ASSIGNMENT
Check every line of the entries that follow, and copy the ones containing "settings".

[Stored data]
◇ ◇ ◇ ◇ ◇
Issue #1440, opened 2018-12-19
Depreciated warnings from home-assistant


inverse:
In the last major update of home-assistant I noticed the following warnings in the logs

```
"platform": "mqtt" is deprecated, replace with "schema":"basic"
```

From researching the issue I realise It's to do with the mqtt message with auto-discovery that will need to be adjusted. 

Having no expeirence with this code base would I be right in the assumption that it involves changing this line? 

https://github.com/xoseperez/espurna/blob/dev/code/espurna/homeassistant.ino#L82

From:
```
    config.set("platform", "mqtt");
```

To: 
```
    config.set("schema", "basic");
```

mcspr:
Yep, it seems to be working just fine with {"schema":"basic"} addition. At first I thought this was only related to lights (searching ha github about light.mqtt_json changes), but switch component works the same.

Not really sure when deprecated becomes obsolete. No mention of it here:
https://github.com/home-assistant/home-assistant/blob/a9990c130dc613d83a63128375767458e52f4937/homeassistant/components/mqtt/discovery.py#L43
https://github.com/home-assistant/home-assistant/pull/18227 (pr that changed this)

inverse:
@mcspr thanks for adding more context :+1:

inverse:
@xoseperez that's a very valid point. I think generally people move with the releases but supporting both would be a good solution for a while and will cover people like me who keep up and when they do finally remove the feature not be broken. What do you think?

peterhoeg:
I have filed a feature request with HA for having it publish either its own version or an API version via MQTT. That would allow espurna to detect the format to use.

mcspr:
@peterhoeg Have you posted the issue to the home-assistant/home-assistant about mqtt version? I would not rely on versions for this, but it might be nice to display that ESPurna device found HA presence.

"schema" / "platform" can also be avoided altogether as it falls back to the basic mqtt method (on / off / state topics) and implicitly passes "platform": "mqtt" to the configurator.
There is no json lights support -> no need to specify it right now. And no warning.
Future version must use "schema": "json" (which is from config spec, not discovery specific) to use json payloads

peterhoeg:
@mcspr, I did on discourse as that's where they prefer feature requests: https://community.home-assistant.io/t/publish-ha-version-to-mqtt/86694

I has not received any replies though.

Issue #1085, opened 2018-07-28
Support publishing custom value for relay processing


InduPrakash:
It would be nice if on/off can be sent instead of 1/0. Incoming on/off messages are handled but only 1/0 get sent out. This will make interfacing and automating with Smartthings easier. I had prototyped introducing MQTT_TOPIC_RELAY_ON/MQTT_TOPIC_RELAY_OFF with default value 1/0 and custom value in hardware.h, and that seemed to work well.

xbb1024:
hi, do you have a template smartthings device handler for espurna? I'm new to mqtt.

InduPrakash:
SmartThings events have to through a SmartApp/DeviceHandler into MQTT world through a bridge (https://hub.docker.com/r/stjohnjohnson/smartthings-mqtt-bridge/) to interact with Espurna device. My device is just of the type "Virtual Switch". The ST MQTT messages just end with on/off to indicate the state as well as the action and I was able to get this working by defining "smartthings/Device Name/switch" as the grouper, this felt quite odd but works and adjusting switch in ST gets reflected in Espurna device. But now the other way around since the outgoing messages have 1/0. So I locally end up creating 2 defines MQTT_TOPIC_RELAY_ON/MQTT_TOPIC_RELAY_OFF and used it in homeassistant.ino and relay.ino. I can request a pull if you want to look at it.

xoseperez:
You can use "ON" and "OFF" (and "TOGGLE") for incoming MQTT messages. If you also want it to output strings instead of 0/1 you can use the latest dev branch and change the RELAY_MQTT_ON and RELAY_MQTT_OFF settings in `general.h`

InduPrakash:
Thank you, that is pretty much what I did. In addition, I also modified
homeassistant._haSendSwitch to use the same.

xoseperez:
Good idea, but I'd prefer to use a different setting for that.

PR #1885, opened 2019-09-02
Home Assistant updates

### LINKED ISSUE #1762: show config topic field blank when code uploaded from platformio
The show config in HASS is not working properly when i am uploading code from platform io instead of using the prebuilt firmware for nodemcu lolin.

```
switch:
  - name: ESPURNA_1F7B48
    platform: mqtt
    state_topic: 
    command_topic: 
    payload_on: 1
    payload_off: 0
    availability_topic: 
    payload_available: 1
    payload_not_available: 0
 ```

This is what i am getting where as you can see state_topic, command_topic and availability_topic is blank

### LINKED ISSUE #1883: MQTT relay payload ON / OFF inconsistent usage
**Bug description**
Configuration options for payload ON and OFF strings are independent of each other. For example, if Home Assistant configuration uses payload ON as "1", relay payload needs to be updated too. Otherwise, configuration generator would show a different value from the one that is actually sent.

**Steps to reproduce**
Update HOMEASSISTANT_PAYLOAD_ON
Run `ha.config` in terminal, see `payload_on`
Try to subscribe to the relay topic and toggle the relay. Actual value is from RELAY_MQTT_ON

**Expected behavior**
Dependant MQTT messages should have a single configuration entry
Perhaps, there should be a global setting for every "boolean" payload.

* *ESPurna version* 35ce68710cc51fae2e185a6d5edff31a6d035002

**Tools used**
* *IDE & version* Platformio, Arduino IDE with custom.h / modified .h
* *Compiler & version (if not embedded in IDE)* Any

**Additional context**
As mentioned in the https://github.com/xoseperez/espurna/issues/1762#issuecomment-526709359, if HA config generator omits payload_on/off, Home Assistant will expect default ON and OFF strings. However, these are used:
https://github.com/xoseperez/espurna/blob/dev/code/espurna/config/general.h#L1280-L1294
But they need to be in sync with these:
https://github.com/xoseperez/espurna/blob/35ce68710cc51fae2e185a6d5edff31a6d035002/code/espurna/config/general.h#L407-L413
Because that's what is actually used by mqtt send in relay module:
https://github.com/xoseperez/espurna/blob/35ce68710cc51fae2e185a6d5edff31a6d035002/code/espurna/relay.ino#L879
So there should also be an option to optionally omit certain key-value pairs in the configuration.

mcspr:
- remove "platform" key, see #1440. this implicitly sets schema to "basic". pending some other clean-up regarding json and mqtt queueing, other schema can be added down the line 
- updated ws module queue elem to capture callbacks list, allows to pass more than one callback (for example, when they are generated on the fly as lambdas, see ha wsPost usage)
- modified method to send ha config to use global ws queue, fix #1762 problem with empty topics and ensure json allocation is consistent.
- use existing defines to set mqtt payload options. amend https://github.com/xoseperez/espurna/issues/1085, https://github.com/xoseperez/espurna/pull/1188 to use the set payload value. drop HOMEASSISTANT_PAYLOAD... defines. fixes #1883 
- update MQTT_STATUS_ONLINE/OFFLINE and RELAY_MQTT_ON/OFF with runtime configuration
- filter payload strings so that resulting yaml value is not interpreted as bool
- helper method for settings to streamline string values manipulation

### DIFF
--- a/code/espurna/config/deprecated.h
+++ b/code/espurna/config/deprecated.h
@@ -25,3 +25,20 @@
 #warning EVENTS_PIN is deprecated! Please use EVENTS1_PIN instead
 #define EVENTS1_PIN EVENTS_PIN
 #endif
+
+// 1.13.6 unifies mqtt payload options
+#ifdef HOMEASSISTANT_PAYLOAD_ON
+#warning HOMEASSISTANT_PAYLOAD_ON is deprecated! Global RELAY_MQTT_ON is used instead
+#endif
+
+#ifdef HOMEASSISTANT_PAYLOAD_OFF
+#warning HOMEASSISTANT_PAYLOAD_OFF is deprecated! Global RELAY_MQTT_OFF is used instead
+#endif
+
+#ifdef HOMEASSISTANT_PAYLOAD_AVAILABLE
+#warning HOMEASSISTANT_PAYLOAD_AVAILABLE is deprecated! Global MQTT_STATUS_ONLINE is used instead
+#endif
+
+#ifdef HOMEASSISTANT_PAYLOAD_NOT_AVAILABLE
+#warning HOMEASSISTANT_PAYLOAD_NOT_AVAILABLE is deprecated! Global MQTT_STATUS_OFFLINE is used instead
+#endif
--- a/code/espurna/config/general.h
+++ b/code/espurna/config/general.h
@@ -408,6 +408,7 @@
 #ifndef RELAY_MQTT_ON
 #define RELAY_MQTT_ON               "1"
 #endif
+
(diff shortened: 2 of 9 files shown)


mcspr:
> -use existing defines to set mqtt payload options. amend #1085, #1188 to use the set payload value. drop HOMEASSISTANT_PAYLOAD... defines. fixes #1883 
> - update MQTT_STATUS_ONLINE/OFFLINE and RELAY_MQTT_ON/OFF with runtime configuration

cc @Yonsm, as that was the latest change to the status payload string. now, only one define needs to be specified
◇ ◇ ◇ ◇ ◇
RESPONSE AREA
You can use "ON" and "OFF" (and "TOGGLE") for incoming MQTT messages. If you also want it to output strings instead of 0/1 you can use the latest dev branch and change the RELAY_MQTT_ON and RELAY_MQTT_OFF settings in `general.h`
- helper method for settings to streamline string values manipulation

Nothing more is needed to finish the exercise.